Final Design Touches

To the extent that you have gone down the path of a professionally designed set of templates for yourself or a client, you should note that your decisions should affect a number of elements, some of which we've now covered, and others that just make common sense.

Now that you understand Slide Masters, you realize that they are the visual blueprints for all of your slides so that different Masters can be used for different types of presentations. According to Nancy Duarte's final checklist, every Slide (and Title) master should conform to the guidelines of the grid and anchor principles and should be checked for the correct font.

Here is a list of types of slides that are specifically designed in conformance with the overall template look:

  • Title slide—walk in
  • Bullet slides—with and without subtitles
  • Two column
  • Quote and segue
  • Logo format
  • Graphic treatment (custom diagrams with shapes and accents)
  • Color palette (based on Color Scheme)
  • Chart style
  • Image, media, and/or video use
  • Tables
  • Grid system (design slide)
  • Screenshots (for training)

But wait. For a completely branded look, you also need to pay attention to your Notes and Handout Masters. All the key elements need to be present and formatted according to your design decisions, complementing your brand or underlying your presentation template.

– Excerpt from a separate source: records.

PR #241, opened 2016-01-27
Fix version range in jolokia-agent-parent pom.xml

tokuhirom:
We want to change as expected of implementation to the specifications.
https://maven.apache.org/enforcer/enforcer-rules/versionRanges.html.

### DIFF
--- a/agent/pom.xml
+++ b/agent/pom.xml
@@ -53,7 +53,7 @@
         <module>mule</module>
       </modules>
       <activation>
-        <jdk>[1.7,</jdk>
+        <jdk>[1.7,)</jdk>
       </activation>
     </profile>
   </profiles>


tokuhirom:
I got a same error reported for gson. ref. https://github.com/google/gson/issues/596

rhuss:
Thanks for spotting this !

krrrr38:
Hi, @rhuss :)

In my situation, I got following error to get jolokia-core 1.3.2 dependency.
```
Invalid JDK version in profile 'mule': Unbounded range: [1.7, for project
```
It might be fixed by this feature.

Is there any SNAPSHOT version which includes this feature?
and do you have plan to release next version?

rhuss:
I plan to make a 1.3.3 release soon (probably at the beginning of next week).

In the meantime I just pushed a 1.3.3-SNAPSHOT so please let me know, whether this works for you.

krrrr38:
I will use 1.3.3. Thank you for quick response!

Before delivering a professional template, Duarte Design confirms the RGB values in the Color Schemes, makes sure they're present in the correct area of the color palette, and deletes extraneous Color Schemes from the template(s).

Duarte makes life easier for her clients by making changes to PowerPoint's default settings, including turning off "Allow Fast Saves." You should examine your own default option settings to see how well they fit your work flow.

Then of course, they test the template by running it in Slide Show mode and check all print versions for glitches. The actual presentation needs to be legible when projected, and you probably need to keep your fingers crossed if you want a given projector to faithfully reproduce your carefully designed and branded colors.

If this is a big issue for you, check the setup hints in Chapter 8, "Delivering a Killer Presentation."

Hopefully, your logo and text will be sharp, clear, and legible whenever and wherever projected.